I include the path to tilib by setting LD_LIBRARY_PATH, and the flash command first erases the memory and then flashes the output ($(TARGET)). You can also use "prog $(TARGET)" instead of "erase" and "load".
As a reference, running
make flash
gives me the following output:
[niklas@artfulbytes example]$ make flashLD_LIBRARY_PATH=/home/artfulbytes/ti/ccs910/ccs/ccs_base/DebugServer/drivers /home/artfulbytes/ti/ccs910/ccs/ccs_base/DebugServer/bin/mspdebug tilib "erase" "load ./bin/blink"MSPDebug version 0.22 - debugging tool for MSP430 MCUsCopyright (C) 2009-2013 Daniel Beer <dlbeer@gmail.com>This is free software; see the source for copying conditions. There is NOwarranty; not even for MERCHANTABILITY or FITNESS FOR A PARTICULAR PURPOSE.MSP430_GetNumberOfUsbIfsMSP430_GetNameOfUsbIfFound FET: ttyACM0MSP430_Initialize: ttyACM0Firmware version is 31400000MSP430_VCC: 3000 mVMSP430_OpenDeviceMSP430_GetFoundDeviceDevice: MSP430G2xx3 (id = 0x0067)2 breakpoints availableMSP430_EEM_InitChip ID data: 25 53Erasing...Writing 2 bytes at fffe [section: __reset_vector]...Writing 6 bytes at c000 [section: .rodata]...Writing 4 bytes at c008 [section: .rodata2]...Writing 162 bytes at c00c [section: .text]...Done, 174 bytes totalMSP430_RunMSP430_Close
The GitHub repository at this point.
Final Makefile
I will stop here. We have covered some of the most important directives, and the Makefile isn't too complex, but still flexible enough for many projects. If you want to take it a step further, have a look at the documentation of Make. You can also try to find open-source projects that use Make and take inspiration from them.
Make vs CMake?
This post is about Make, but you may also have heard of CMake and wonder how it differs from Make. Like Make, CMake helps us specify how to build our project, but it sits one abstraction level above; instead of producing an executable, CMake produces buildsystem files.
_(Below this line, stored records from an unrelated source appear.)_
PR #254, opened 2024-01-31
Let the SystemConfiguration controller add taints and labels to rabbits

roehrich-hpe:
This controller is now responsible for adding the taints and labels to the
rabbit nodes.  It does this in three passes.

Pass 1 adds cray.nnf.node label and NoSchedule taint to each rabbit.  It skips
any rabbit that is already marked with the cray.nnf.node.cleared label, which
marks that rabbit as finished.  If any rabbit is modified in this pass then
it asks to re-enter the reconciler before going to the next pass.

Pass 2 adds the NoExecute taint to each rabbit.  Again, it skips any rabbit
that is already maked with the cray.nnf.node.cleared label.  This taint will
evict any pod that isn't supposed to be on a rabbit; unfortunately, it will
also evict everything else, but we'll open it for scheduling again in the
next pass.

Pass 3 adds the cray.nnf.node.cleared label and removes the NoExecute taint.
This is the final step for each rabbit.

In Pass 2 we ensure that all rabbits get the NoExecute taint together, except
those rabbits that are marked as already finished (with the
cray.nnf.node.cleared label).  This means that the pods we're trying to evict
will be squeezed out of the rabbits; by this time all rabbits will
have the NoSchedule taint from Pass 1, so we won't be playing whack-a-mole with
those pods.


roehrich-hpe:
The nnf-deploy PR is https://github.com/NearNodeFlash/nnf-deploy/pull/121

internal/controller/nnf_systemconfiguration_controller.go
```diff
@@ -190,12 +205,130 @@ func (r *NnfSystemConfigurationReconciler) createNamespaces(ctx context.Context,
...
+			}
+			labels := node.GetLabels()
+			if labels == nil {
+				labels = make(map[string]string)
+			}
+
+			if pass > 0 {
+				// On this node, do later passes only if we haven't already
+				// completed all passes here.
+				if _, present := labels["cray.nnf.node.cleared"]; present {
```
ajfloeder, line 264: Looks like this label sticks around for the case when new nodes are added. I'm not sure I'll remember what `cleared` means. Maybe `taintsAndLabelsComplete`?

bdevcich, line 264: The label is used in multiple places - it should be a constant.

internal/controller/nnf_systemconfiguration_controller.go
```diff
@@ -190,12 +205,130 @@ func (r *NnfSystemConfigurationReconciler) createNamespaces(ctx context.Context,
...
+					continue
+				}
+			}
+
+			taint := &corev1.Taint{
+				Key:    "cray.nnf.node",
```
bdevcich, line 270: `cray.nnf.node` should be a const, too

internal/controller/nnf_systemconfiguration_controller.go
```diff
@@ -190,12 +205,130 @@ func (r *NnfSystemConfigurationReconciler) createNamespaces(ctx context.Context,
...
+				Value:  "true",
+				Effect: taintEffectPerPass[pass],
```
bdevcich, line 272: Couldn't you do `Effect: effect` here instead?

internal/controller/nnf_systemconfiguration_controller.go
```diff
@@ -190,12 +205,130 @@ func (r *NnfSystemConfigurationReconciler) createNamespaces(ctx context.Context,
...
+				// SystemConfiguration hasn't been updated.
+				log.Info("unable to find node", "error", err)
+				continue
+			}
+			labels := node.GetLabels()
+			if labels == nil {
+				labels = make(map[string]string)
+			}
+
+			if pass > 0 {
```
bdevcich, line 261: This block is a little confusing to me. Couldn't you say `if effect != corev1.TaintEffectNoSchedule` and then make the comment that if the cleared label is already present then there's nothing more to be done? Do I have that right?

bdevcich (approved):

internal/controller/nnf_systemconfiguration_controller.go
roehrich-hpe: I've put in some constants.  We've been abusing this particular string, using it for at least 3 different purposes.  I spent some time working to have a unique string for each of those purposes but that rabbit hole goes pretty deep into this repo and other repos so I decided to back off and come up for air.

ajfloeder (approved):

PR #255, opened 2024-02-01
Remove the ComputeNodes array from SystemConfiguration

roehrich-hpe:
The list of compute node names is already found within the spec.StorageNodes array. By having the names in just one array, rather than two, that ought to help reduce errors.

However, the main problem was this: The spec.ComputeNodes array can account for up to 75% of the size of the resource on a large cluster.  This has caused problems for 'kubectl apply' (client-side-apply) when it creates the "last-applied-configuration" annotation for the resource, with the serialized version of the resource exceeding the maximum allowed size of an annotation.

Add spec.ExternalComputeNodes to contain a list of compute nodes that are not directly matched with any of the nodes in the StorageNodes list.


ajfloeder (approved):

go.mod
```diff
@@ -2,6 +2,8 @@ module github.com/NearNodeFlash/nnf-sos
 
 go 1.19
 
+replace github.com/DataWorkflowServices/dws => ../dws
+
```
bdevcich, line 6: Reminder

bdevcich (approved):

In other words, CMake generates Makefiles (as well as build files for many other build systems such as Visual Studio and Ninja).
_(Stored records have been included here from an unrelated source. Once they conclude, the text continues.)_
PR #257, opened 2024-02-07
Add namespace to index mount directories to avoid DM collision

bdevcich:
Use unique index mount directories that consist of
`<namespace>-<index>`. These unique directories guard against potential
data loss when doing data movement operations. Having the namespace
(i.e. rabbit name) included in the mount path ensures that these
individual compute mount points (index mount directories) are always
unique.

For example, on a 2 rabbit job with 1 compute node each, you would see
the following directories across the 2 rabbits:

     /mnt/nnf/7b5dda61-9d91-4b50-a0d3-f863d0aac25b-0/rabbit-node-1-0
     /mnt/nnf/7b5dda61-9d91-4b50-a0d3-f863d0aac25b-0/rabbit-node-2-0

If you did not include the namespace, then the paths would be:

     /mnt/nnf/7b5dda61-9d91-4b50-a0d3-f863d0aac25b-0/0
     /mnt/nnf/7b5dda61-9d91-4b50-a0d3-f863d0aac25b-0/0

On a copy_out directive, if the user specifies the entire directory as
the source (e.g. `source=$DW_JOB_MY_GFS2`), then data movement will pick
up each of those `0/` directories and drop them in the same spot in the
destination. This would lead to potential data loss.

### DIFF
--- a/internal/controller/nnf_access_controller.go
+++ b/internal/controller/nnf_access_controller.go
@@ -1021,7 +1021,7 @@ func clientMountName(access *nnfv1alpha1.NnfAccess) string {
 // For rabbit mounts, use unique index mount directories that consist of <namespace>-<index>.  These
 // unique directories guard against potential data loss when doing copy out data movement
 // operations. Having the namespace (rabbit name) included in the mount path ensures that these
-// individual compute mount points are always unique.
+// individual compute mount points are unique.
 //
 // Ex:
 //
@@ -1034,7 +1034,7 @@ func clientMountName(access *nnfv1alpha1.NnfAccess) string {
 //	/mnt/nnf/7b5dda61-9d91-4b50-a0d3-f863d0aac25b-0/0
 //
 // When data movement copies the MountPathPrefix to global lustre, then the contents of these
-// directories are merged together and potential data loss can occur if the contents do not have
+// directories are merged together and data loss can occur if the contents do not have
 // unique filenames.
 func getIndexMountDir(namespace string, index int) string {
 	return fmt.Sprintf("%s-%s", namespace, strconv.Itoa(index))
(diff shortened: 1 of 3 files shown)


internal/controller/nnf_access_controller.go
```diff
@@ -1017,6 +1018,28 @@ func clientMountName(access *nnfv1alpha1.NnfAccess) string {
 	return access.Namespace + "-" + access.Name
 }
 
+// For rabbit mounts, use unique index mount directories that consist of <namespace>-<index>.  These
+// unique directories guard against potential data loss when doing copy out data movement
+// operations. Having the namespace (rabbit name) included in the mount path ensures that these
+// individual compute mount points are always unique.
```
ajfloeder, line 1024:
```suggestion
// individual compute mount points are unique.
```

internal/controller/nnf_access_controller.go
```diff
@@ -1017,6 +1018,28 @@ func clientMountName(access *nnfv1alpha1.NnfAccess) string {
...
+//	/mnt/nnf/7b5dda61-9d91-4b50-a0d3-f863d0aac25b-0/rabbit-node-1-0
+//	/mnt/nnf/7b5dda61-9d91-4b50-a0d3-f863d0aac25b-0/rabbit-node-2-0
+//
+// If you did not include the namespace, then the paths would be:
+//
+//	/mnt/nnf/7b5dda61-9d91-4b50-a0d3-f863d0aac25b-0/0
+//	/mnt/nnf/7b5dda61-9d91-4b50-a0d3-f863d0aac25b-0/0
+//
+// When data movement copies the MountPathPrefix to global lustre, then the contents of these
+// directories are merged together and potential data loss can occur if the contents do not have
```
ajfloeder, line 1037:
```suggestion
// directories are merged together and data loss can occur if the contents do not have
```

ajfloeder (approved):

roehrich-hpe (approved):

roehrich-hpe:
No, don't force-push.  Then we can't diff before-and-after.

bdevcich:
> No, don't force-push. Then we can't diff before-and-after.

I rebased from master. No changes.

So why have we created a Makefile if CMake can do it for us?
Because for our project (and for many other small to mid-size projects), the abstraction of CMake is overkill. You primarily use CMake for larger projects that need to be built on multiple platforms. For example, I use CMake to build my robot simulator Bots2D, because I want to support Linux and Windows, but for other projects where I only build on Linux, a Makefile often gets the job done more than enough.
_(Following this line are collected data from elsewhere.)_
PR #259, opened 2024-02-09
zpool destroy: return success if the pool doesn't exist

bdevcich:
Tested by:
1. Update the `zpoolCreate` options for mdt in the nnfstorageprofile to include
   bad options
2. Without this change, setup will hang on the create. Transition to
   teardown and it will also hang since it can't remove the pool that
   doesn't exist.
3. With this change, teardown will complete since destroy has nothing to
   remove.


ajfloeder (approved):

bdevcich:
I originally had this coded up with an Exists() function to be used by both Create and Destory, but this is much simplier.

roehrich-hpe (approved):

PR #261, opened 2024-02-13
NnfDataMovementManager: Add UpdateStrategy to support parallel rolling updates

bdevcich:
The NNF DMM manages the nnf-dm-worker DaemonSet, which is reponsible for
the nnf-dm-worker pods. Adding UpdateStrategy to the
NnfDataMovementManagerSpec ensures admins can configure the update
strategy for those pods.

This allows for a non-sequential update when rolling out new worker
pods.


api/v1alpha1/nnf_datamovementmanager_types.go
```diff
@@ -50,6 +51,10 @@ type NnfDataMovementManagerSpec struct {
 	// manages the per node data movement operations.
 	Template corev1.PodTemplateSpec `json:"template"`
 
+	// UpdateStrategy defines the UpdateStrategy that is used for the basis of the worker Daemon Set
+	// that manages the per node data movement operations.
+	UpdateStrategy appsv1.DaemonSetUpdateStrategy `json:"updateStrategy"`
```
roehrich-hpe, line 56: Does it need to be required?  Can it be omitempty?

ajfloeder (approved):

roehrich-hpe (approved):

api/v1alpha1/nnf_datamovementmanager_types.go
roehrich-hpe: Never mind, I see that sos has it covered always.

bdevcich: I originally had it as optional but then changed my mind to just make it a requirement. We basically never want it to use the default of 1 anyway, so I think expecting this field is the way to go.

PR #266, opened 2024-02-19
Xfs failure

ajfloeder:
From a high level the issue here is that the nnf_node_block_storage resource came to the ready state prematurely allowing the nnf_node_storage to take off and attempt to create the pv's/vg's/lv's. 

```bash
make simple
...
Ran 4 of 26 Specs in 1679.888 seconds
SUCCESS! -- 4 Passed | 0 Failed | 1 Pending | 21 Skipped
PASS

Ginkgo ran 1 suite in 28m6.684407332s
Test Suite Passed
```


internal/controller/nnf_node_block_storage_controller.go
```diff
@@ -342,16 +342,14 @@ func (r *NnfNodeBlockStorageReconciler) createBlockDevice(ctx context.Context, n
 			if _, ok := allocationStatus.Accesses[nodeName]; !ok {
 				log.Info("Created storage group", "Id", storageGroupId)
 				allocationStatus.Accesses[nodeName] = nnfv1alpha1.NnfNodeBlockStorageAccessStatus{StorageGroupId: sg.Id}
-
```
ajfloeder, line 345: If we exit the loop here, the nnf_node_block_storage resource prematurely becomes ready.

go.mod
```diff
@@ -22,7 +22,7 @@ require (
 	k8s.io/api v0.28.1
 	k8s.io/apimachinery v0.28.1
 	k8s.io/client-go v0.28.1
-	k8s.io/kubernetes v1.28.4
+	k8s.io/kubernetes v1.15.0-alpha.0
```
roehrich-hpe, line 25: That looks wrong.
Be careful about using the `-u` option on `go get`.  I generally don't add that option unless I explicitly want to do a general dependency update.

roehrich-hpe (approved):

roehrich-hpe (approved):

PR #271, opened 2024-02-26
Retry failing wipefs to give mapper device time to appear

ajfloeder:
nnf-node-storage controller calls `wipefs` to determine whether a filesystem has been created on a logical volume (lv). The logical volume must first be activated for it to appear in the `/dev/mapper` directory which is where `wipefs` looks for its device. The time it takes for the activate to start and the device to appear in the `/dev/mapper` directory can be a bit longer than the time it takes for the reconciler to `activate` then `wipefs` the logical volume.

This change adds a retry loop around the `wipefs` command to retry at 1 second intervals for a total of 10 seconds before failing the `wipefs` command.

### DIFF
--- a/pkg/blockdevice/lvm.go
+++ b/pkg/blockdevice/lvm.go
@@ -22,6 +22,8 @@ package blockdevice
 import (
 	"context"
 	"fmt"
+	"os"
+	"strconv"
 	"strings"
 	"time"
 
@@ -237,10 +239,23 @@ func (l *Lvm) GetDevice() string {
 // CheckFormatted determines if the device has been formatted
 func (l *Lvm) CheckFormatted() (bool, error) {
 
-	// HACK: Give the device 10 seconds to appear in /dev/mapper
+	// Default to 10 second timeout
+	retryPeriod := 10 * time.Second
+
+	// Look for environment variable to override
+	timeoutString, found := os.LookupEnv("NNF_WIPEFS_MAPPER_WAIT_COMMAND_TIMEOUT")
+	if found {
+		timeout, err := strconv.Atoi(timeoutString)
+		if err == nil {
+			if timeout > 0 {
+				retryPeriod = time.Duration(timeout) * time.Second
+			}
+		}
+	}
+
+	// Give the device some time to appear in /dev/mapper
 	var err error
 	var output string
-	retryPeriod := 10 * time.Second
 
 	// The /dev/mapper device can take a while.
 	// Retry failing wipefs to give it time.
--- a/pkg/blockdevice/lvm.go
+++ b/pkg/blockdevice/lvm.go
@@ -254,17 +254,24 @@ func (l *Lvm) CheckFormatted() (bool, error) {
 	}
 
 	// Give the device some time to appear in /dev/mapper
+	// Retry failing wipefs while we wait
 	var err error
 	var output string
-
-	// The /dev/mapper device can take a while.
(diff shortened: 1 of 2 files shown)


pkg/blockdevice/lvm.go
```diff
@@ -210,19 +214,52 @@ func (l *Lvm) Deactivate(ctx context.Context) (bool, error) {
...
+// CheckFormatted determines if the device has been formatted
 func (l *Lvm) CheckFormatted() (bool, error) {
-	output, err := command.Run(fmt.Sprintf("wipefs --noheadings --output type %s", l.GetDevice()), l.Log)
-	if err != nil {
-		return false, fmt.Errorf("could not run wipefs to determine if device is formatted: %w", err)
-	}
 
-	if len(output) == 0 {
-		return false, nil
+	// HACK: Give the device 10 seconds to appear in /dev/mapper
```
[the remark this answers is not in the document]
bdevcich: Or perhaps in the storage profile?

bdevcich (approved):

bdevcich (approved):

pkg/blockdevice/lvm.go
```diff
@@ -210,19 +216,65 @@ func (l *Lvm) Deactivate(ctx context.Context) (bool, error) {
...
+	// Give the device some time to appear in /dev/mapper
+	var err error
+	var output string
+
+	// The /dev/mapper device can take a while.
+	// Retry failing wipefs to give it time.
+	device := l.GetDevice()
+	for start := time.Now(); time.Since(start) < retryPeriod; time.Sleep(time.Second) {
+
+		output, err = command.Run(fmt.Sprintf("wipefs --noheadings --output type %s", device), l.Log)
```
behlendorf, line 265: I'd consider adding a `stat()` call before `command.Run()` to verify the path exists and we should expect `wipefs` to succeed.

ajfloeder: I considered that and in fact coded it. It seems we need to poll on some command, be it `stat` or `wipefs`. Is there a benefit to waiting with `stat()` above waiting with `wipefs`? In either case, if the path we are waiting for fails to show up, we are left with an error.

roehrich-hpe: Tony, you can use `strings.Contains(err, "mumble")` to verify that wipefs failed because the device isn't present.  Then "mumble" would be just a snippet from the error, such as "not found".  Any other error and maybe we shouldn't be looping.

As it's coded now, if the first error in the loop and the last error in the loop are different, and both have nothing to do with "not found", then we'll never know the first error.  We should probably know that first error.

roehrich-hpe (approved):

pkg/blockdevice/lvm.go
behlendorf: The advantage of checking if the files exists first is you can do it with a system call.  In the error case this entirely avoids the fork/exec and any execution `wipefs` might need to do before it fails.  It looks like both the [lstat](https://pkg.go.dev/syscall#Lstat) and [access](https://pkg.go.dev/syscall#Access) syscalls are available.  Since you just need to check for existence, `access(2)` is probably the easiest way to go.

If you're feeling really ambitious `inotify` is the way to handle this on Linux without polling.  If I understand correctly [fsnotify](https://pkg.go.dev/github.com/fsnotify/fsnotify) is the preferred portable wrapper for this in go, but I'm not sure offhand what additional dependencies you might need for that.

PR #280, opened 2024-03-08
Fix trailing slash issues with Data Movement

bdevcich:
- Moved `getRabbitRelativePath` to its own function for testability
- `getRabbitRelativePath` now preserves trailing slashes for the path
- Fixed issue with `splitStagingArgumentIntoNameAndPath` assuming a
  leading slash
- Added unit tests for `splitStagingArgumentIntoNameAndPath` and `getRabbitRelativePath`

### DIFF
--- a/.vscode/launch.json
+++ b/.vscode/launch.json
@@ -21,12 +21,12 @@
             "type": "go",
             "request": "launch",
             "mode": "test",
-            "program": "${relativeFileDirname}",
+            "program": "${workspaceFolder}/internal/controller",
             "args": [
                 "-ginkgo.v",
             ],
             "env": {
-                "KUBEBUILDER_ASSETS": "${workspaceFolder}/bin/k8s/1.26.0-darwin-amd64",
+                "KUBEBUILDER_ASSETS": "${workspaceFolder}/bin/k8s/1.28.0-darwin-arm64",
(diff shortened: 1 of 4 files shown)


bdevcich:
This is ready for action now. It passes that tests that it should - no trailing slash on source. It does leave open an issue with a trailing slash on the source since this fix **makes sure that trailing slashes are preserved**.

So, if you do the following:

```
copy_out src=\$DW_JOB_my_gfs2 dest=/lus/global/user
copy_out src=\$DW_JOB_my_gfs2 dest=/lus/global/user/
```

Then you will get index mount directories at `/lus/global/user`:

```
/lus/global/user/rabbit-node-1-0/file.out
...
```

Now that trailing slashes are preserved, we don't get that if you add a trailing slash on the source. This is because `dcp` is now copying the contents of the index mount directory rather than the directory itself. So with trailing slashes on the source:

```
copy_out src=\$DW_JOB_my_gfs2/ dest=/lus/global/user
copy_out src=\$DW_JOB_my_gfs2/ dest=/lus/global/user/
```

You would just get:

```
/lus/global/user/data.out
```

To address this, another PR will be opened to create the index mount directories in the destination to ensure that every copy out source has a safe spot to land and avoid collision/data loss.

ajfloeder (approved):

Have a look at these posts for some more discussions:
- Difference between using Makefile and CMake to compile the code
- Is directly using Make considered obsolete?
Closing words
Compiling code is something we do a lot as we develop an embedded system. Understanding and controlling the build process is essential, especially as our project grows - a Makefile helps us with both.
In this post, we first looked at using a toolchain directly from the command line to understand why we need a Makefile. We then developed a simple Makefile with some of the most important directives. These directives are only a subset of what Make is capable of, but it's a good starting point for many projects.
Like for code, there are good principles for laying out a Makefile, but much of it is personal taste. So start small and let your Makefile organically evolve as you work on more projects.